Hox box…

[ratings]

WHAT do hedgehog, merlin and okra have in common with jelly belly, pimples and Genghis Khan? What if I said that hedgehog is not just a cute, spiny mammal? That Merlin is not just the name of a bird and a wizard? That okra is not just a vegetable? Would you be interested to learn that “jelly belly” is crucial for gut muscle development? “Genghis Khan”, far from being a Mongol lord who conquered Asia, is involved in the stimulation of structural components in cells. Oh, and we can look to “Merlin” to restrain cell proliferation.
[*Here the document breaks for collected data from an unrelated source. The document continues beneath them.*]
PR #1501, opened 2023-02-02
Allow choosing Item Properties

### LINKED ISSUE #52: Allow to choose file properties to include in HTML report
Currently just fixed basic file properties are included.

### LINKED ISSUE #286: Export just visible item properties on table view to CSV
Currently all loaded columns (visible at some time since the case was opened) are exported to CSV property listing. An export column chooser would be ideal, but exporting just currently visible table columns should help.

FelipeFcosta:
closes #52 and closes #286


FelipeFcosta:
Hi @lfcnassif, #52 and #286 may be almost finished here, but needs testing to see if this doesn't mess with previous working UI behaviour. It still has no limit to how many properties a user can choose for the html report, what should be the maximum?

lfcnassif:
> Hi @lfcnassif, #52 and #286 may be almost finished here, but needs testing to see if this doesn't mess with previous working UI behaviour. It still has no limit to how many properties a user can choose for the html report, what should be the maximum?

Thank you @FelipeFcosta! I'm not sure, maybe 100? Or maybe we could make it configurable in HtmlReportConfig.txt. Any opinion @tc-wleite?

tc-wleite:
> I'm not sure, maybe 100? Or maybe we could make it configurable in HtmlReportConfig.txt. Any opinion @tc-wleite?

I am also not sure, but I think it is fine to have a hard coded limit like 100. I guess too many columns would make the report very hard to read.

FelipeFcosta:
I added the 100 properties limit for the HTML report and the other functionalities. I think it's ready for review

lfcnassif:
Thank you @FelipeFcosta! I'll review this after 4.1 release, let's put this in 4.2.

patrickdalla:
For CSV export, I think there should be some basic metadata list, like "basicReportProps" in HTMLReportTask. Could be the same. These should always be exported, or, at least, a button to select them all should exists, like there is a button to 'select/ unselect all'. Maybe another checkbox with the name 'select/ unselect all basic props'.

patrickdalla:
In the HTML report, the bookmark file list was show as bellow:
image

lfcnassif:
Isn't it replacing the tags? Could you fix it?

patrickdalla:
Yes. I am fixing.

patrickdalla:
It seems the problem was with my test config/environment.

patrickdalla:
Yes. The problem was that I should had updated the templates of my case folder. It is working.

patrickdalla:
Well, it seems it is working.

I just want to make some suggestion, maybe to become new issue: 
- It could possible to select properties per bookmark?
- There couldn't be predefined metadatas per category? For example, exif make and model could be exported by default in the image, when viewing in the respective image category page.

lfcnassif:
Those are good ideas, we just need to prioritize them looking at all other open issues...

Are selected properties being saved in user.dir to be reused between different cases? If yes, user could select his preferred property set and the module could simply skip them if the specific item doesn't have the property, so a single list could work for all bookmarks/categories.

patrickdalla:
No. They are saved in iped/data.

Em qua., 5 de abr. de 2023 12:27, Luis Filipe Nassif <
***@***.***> escreveu:

lfcnassif:
Thanks @FelipeFcosta for this PR and @patrickdalla for testing, sorry for the long delay here.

Confused? Don’t be. They are all names of genes – sequences of DNA that exert influence on a creature by encoding and regulating the production of a protein. These particular genes are found in Drosophila melanogaster, otherwise known as the fruit fly.

Scientists are interested in a region of the fruit fly chromosome called the “homeobox”. The homeobox (“homeo”, from the Greek for “similar”, and “box” as the sequence is in a defined package) contains “Hox genes”. First identified in fruit flies in the early 1980s, they control the different aspects of body development: head, legs, wings or other structures. Interestingly, many other creatures, including humans, possess these genes, where they carry out similar functions. We are all basically running on the same genetic software.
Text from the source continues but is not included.